Но чудеса не кончились. Невидимая рука отдернула портьеру, и в раме открытого окна Артем увидел Женьку. Она была уже без пальто, вся белая в смутном раннем рассвете.
С минуту девушка стояла неподвижно, о чем-то задумавшись, может быть, видя его, а может, и нет. «Ну, здравствуй, Женя, — сказал себе Артем. — Вот мы и встретились. Ничего, что ты не узнала меня. Главное — ты есть. Будем знакомиться снова. На другом, как говорится, уровне».
Женька зябко передернула плечами — и это движение Артем узнал. Она закрыла окно, свет в комнате погас.
— Спокойной ночи, Женя!
Артем рассмеялся и решительно спрыгнул с подоконника с видом человека, в голове которого родился гениальный план. Он надел китель, рассовал по карманам деньги. «Посмотрим, что почем на материке три года спустя», — сказал он себе, как будто хотел купить изрядный кусок суши.
Не обуваясь, чтобы не разбудить соседку и тетку, он вышел в коридор.
— …Дора Михайловна! — позвала Маша, причесываясь перед окном. — Нашлась ваша потеря, ненаглядный ваш племянничек. Зря плакали.
— Господи, где он, Машенька? Кителя, гляжу, нету, окно распахнуто…
— Вон, на поляне, — ответила Маша, собирая в плотный узел поток текучих волос. — Деревья какие-то с машины сгружает.
2
Снилась березовая роща с тенями на траве. На зеленой лесной лужайке — золотая россыпь лютиков, ромашки, голубые лужицы незабудок. Женька сорокой порхает между березами, ничуть не удивляясь, что умеет летать, а где-то журчит ручей, выговаривая слова, от которых делается обжигающе стыдно и радостно.

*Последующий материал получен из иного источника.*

PR #1763, opened 2017-01-25
Use the original colors for time sliders in timeSliderAbove mode

jw-kaurand:
Remove some styles that set the background on the jw-progress to none.  It uses the colors defined in the skin instead.
Removed instances of some variables which were only ever set and not ever used.

JW7-3927

### DIFF
--- a/src/css/flags/time-slider-above.less
+++ b/src/css/flags/time-slider-above.less
@@ -282,7 +282,6 @@
       .jw-knob {
         border: none;
         box-shadow: none;
-        border-radius: 0;
       }
 
       .jw-knob {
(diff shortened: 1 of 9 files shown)


src/css/flags/time-slider-above.less
```diff
@@ -286,9 +280,13 @@
       .jw-progress,
       .jw-buffer,
       .jw-knob {
-        background: none;
         border: none;
         box-shadow: none;
+        border-radius: 0;
```
robwalch: Why 'undo' this? Shouldn't radius only be set in skin mixins and seven styles only?

PR #1766, opened 2017-01-26
Fix for rewind icon for audio only players

hghazzi:
JW7-3912

### DIFF
--- a/src/css/imports/mixins.less
+++ b/src/css/imports/mixins.less
@@ -366,6 +366,7 @@
 
               &.jw-icon-rewind {
                   line-height: @controlbar-height;
+                  margin: -1px 0;
               }
           }
         }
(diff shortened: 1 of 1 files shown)


src/css/imports/mixins.less
```diff
@@ -363,6 +363,10 @@
           .jw-text-countdown {
               height: auto;
               line-height: normal;
+
+              &.jw-icon-rewind {
```
robwalch: This looks too specific. Is there a `.jw-icon-rewind` class definition higher up you can add this too (like where the :before rule is defined for the icon)?

hghazzi: there are no other references for .jw-icon-rewind that are applicable.

robwalch: icons.less

PR #1769, opened 2017-01-27
Fixes for timeSliderAbove=false

egreaves:
- Fix inset control bar at small breakpoints for custom skins
- Show display icons on view even when `timeSliderAbove = false`

Fixes #
JW7-3943

### DIFF
--- a/src/css/imports/mixins.less
+++ b/src/css/imports/mixins.less
@@ -23,12 +23,13 @@
 
 .inset-controlbar() {
 
+  &:not(.jw-flag-small-player) {
     .jw-controlbar {
-        display: inline-block;
+      display: inline-block;
     }
+  }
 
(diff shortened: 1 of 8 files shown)


src/css/imports/mixins.less
```diff
@@ -396,20 +400,6 @@
...
                 }
             }
-
-            // When we're in an error or buffering state...
-            &.jw-error,
-            &.jw-state-error,
-            &.jw-state-buffering {
-                // Show the normal state for the icons so we do not imply its clickable
-                .jw-display-icon-container {
-                    background-color: @display-bkgd-color;
```
robwalch: @jw-kaurand this was making the bg color of the buffering icon gray in skins because it's more specific than the skin color rules. When we don't want something to happen, don't override, omit.

PR #2159, opened 2017-07-12
Pass the controlbar argument through api.getSafeRegion

robwalch:
### This PR will...

Update the API to properly implement `getSafeRegion` which accepts an argument to exclude the controlbar from the region it returns (defaults to true).

This argument was removed breaking functionality that depended on it.

#### Addresses Issue(s):

JW8-179


dannyfinks:
👍

PR #2161, opened 2017-07-13
Unit test fixes and setup improvements

robwalch:
### This PR will...

- Fix the karma test runner setup by removing the mock-ensure module and importing modules into test-context that would otherwise be chunked into separate bundles not served by karma.
- Remove tests.js file - it was not used and completely unnecessary since test-context includes all test spec files.
- Attempt to make jQuery and sinon external. They should be but may still get bundled with test-context.
- Fix jwplayer-selectplayer-test skipped tests and fixture handling.

Tests were failing and being skipped because the test running was not being setup properly.

https://github.com/jwplayer/jwplayer-commercial/pull/3738


test/unit/jwplayer-selectplayer-test.js
```diff
@@ -4,28 +4,36 @@ define([
     'jwplayer'
 ], function (_, $, jwplayer) {
 
+    function testInstanceOfApi(assert, api) {
+        assert.isOk(_.isObject(api), 'jwplayer({dom id}) returned an object');
+        assert.isOk(_.isFunction(api.setup), 'object.setup is a function');
```
hghazzi: @robwalch when you write new or update unit tests, switch `assert` to `expect`. Follows BDD and makes easier to read. You need to pass around `expect` everywhere as well.

http://chaijs.com/api/bdd/

karma.conf.js
```diff
@@ -110,17 +111,22 @@ module.exports = function(config) {
...
                     __FLASH_VERSION__: 18.0
                 }),
-            ]
+            ],
+            externals: {
+                $: {
+                    commonjs: 'jquery',
+                    amd: 'jquery',
+                    root: '$'
+                },
```
hghazzi: Why don't we do this for `underscore` as well.

robwalch: You tell me. Not even sure this works.

PR #2162, opened 2017-07-13
Updated default width and height values

dYale:
### This PR will...
Change the default player size **from** 480 x 270 **to** 640 x 360.
Our default player size was not up to date with current standards of minimum resolutions. Updating this should lead to less resolution customization.
No
No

Вдруг засвистал, зашумел вихрь, деревья зашатались, заволновались травы, оглушительно ударил гром. Женька испугалась, хотела спрятаться, но вихрь уже схватил ее, сжал в тугих объятиях, Женьку закружило, понесло… Она ждет — вот-вот ее ударит о дерево, разобьет. Изо всех сил она машет руками-крыльями, кричит… И с этим криком просыпается. Очнувшись, Женька все еще слышит испуганный стук своего сердца, — как все живо: цветы, упоительный полет над зеленой лужайкой, лепет ручья, потом этот вихрь, гром… Открыв глаза и осознав, что на самом деле ничего не было, Женька чуть не заплакала от досады. Пусть бы ее разбило, пусть бы она умерла, не проснувшись. Тогда не было бы этой боли, стыда, унижения. Не было бы сегодняшнего пробуждения, самого горького, наверное, в ее жизни. Зачем просыпаться, зная, что ты жалкий, никому не нужный, самый несчастный человек на свете?!